Negation and speculation detection in medical and review texts

Cruz Díaz, Noa Patricia

Negation and speculation detection in medical and review texts

Cruz Díaz, Noa Patricia

Dirigée par:

Manuel Jesús Maña López Directeur

Université de défendre: Universidad de Huelva

Fecha de defensa: 10 juillet 2014

Jury:

Manuel de Buenaga Rodríguez President
Jacinto Mata Vázquez Secrétaire
Mariana Lara Neves Rapporteur

Département:

TECNOLOGIAS DE LA INFORMACION

Type: Thèses

Teseo: 395167 DIALNET Arias Montano editor

Résumé

Negation and speculation detection has been an active research area during the last years in the Natural Language Processing community, including some Shared Tasks in relevant conferences. In fact, it constitutes a challenge in which many applications can benefit from identifying this kind of information (e.g., interaction detection, information extraction, sentiment analysis).

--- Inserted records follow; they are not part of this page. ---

PR #169, opened 2026-05-14
Add functions `subgraph_edges` and `forest_cover_edge_sequence`; refine `similar_graph` interface.

jack-dunham:
This PR does the following:
1. removes the `similar_graph` methods that took edges as an argument (these were removed in DataGraphs.jl , but not in NamedGraphs.jl yet.), 
2. adds the `subgraph_edges` function.
3. adds the `forest_cover_edge_sequence` function, that is currently sitting out-of-place in ITensorNetworksNext.jl, into NamedGraphs.GraphsExtensions.

### DIFF
--- a/src/abstractnamedgraph.jl
+++ b/src/abstractnamedgraph.jl
@@ -1,4 +1,4 @@
-using .GraphsExtensions: GraphsExtensions, directed_graph, incident_edges,
+using .GraphsExtensions: GraphsExtensions, all_edges, directed_graph, incident_edges,
     partition_vertices, rem_edges, rem_edges!, rem_vertices, rename_vertices,
     similar_simplegraph, subgraph
 using Dictionaries: set!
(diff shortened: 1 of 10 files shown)


src/abstractnamedgraph.jl
```diff
@@ -52,56 +52,39 @@ GraphsExtensions.convert_vertextype(::Type{V}, g::AbstractNamedGraph{V}) where {
 GraphsExtensions.convert_vertextype(::Type, g::AbstractNamedGraph) = not_implemented()
 
 function similar_graph(graph::AbstractGraph)
-    return similar_graph(graph, copy(vertices(graph)), copy(edges(graph)))
-end
-
-function similar_graph(graph::AbstractGraph, vertices)
-    new_edge_type = convert_vertextype(eltype(vertices), edgetype(graph))
-    return similar_graph(graph, vertices, new_edge_type[])
+    newgraph = similar_graph(graph, copy(vertices(graph)))
```
mtfishman: Is this the right place for this call to `copy`? Maybe that should be the job of `similar_graph(graph, vertices)` or the constructor `similar_graph(graph, vertices)` calls out to? I actually hadn't thought much about how mutation and data sharing of vertices should be handled in general...

mtfishman: My guess would be that the "proper" place to have this copy is in the constructor itself, i.e. `NamedGraph(vertices)` should wrap a copy rather than a view of `vertices`.

src/abstractnamedgraph.jl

This thesis aims to contribute to the ongoing research on negation and speculation in the Language Technology community through the development of machinelearning systems which determine the speculation and negation cues and resolve their scope (i.e., identify at sentence level which tokens are affected by the cues). It is focused on the two domains in which negation and hedging have drawn more attention: the biomedical and the review domains. In the first one, the proposed method improves the results to date for the sub-collection of clinical documents of the BioScope corpus. In the second, the novelty of the contribution lies in the fact that, to the best of our knowledge, this is the first system trained and tested on the SFU Review corpus annotated with negative and speculative information. At the same time, this is the first attempt to detect speculation in the review domain. Additionally, and due to the tokenization problems that were encountered during the preprocessing of the BioScope corpus and the small number of works in the bibliography which propose solutions for this problem, this thesis closely describes this issue and provide both a comprehensive overview analysis and evaluation of a set of tokenization tools. This means, the first comparative evaluation study of tokenizers in the biomedical domain which could help Natural Language Processing developers to choose the best tokenizer to use.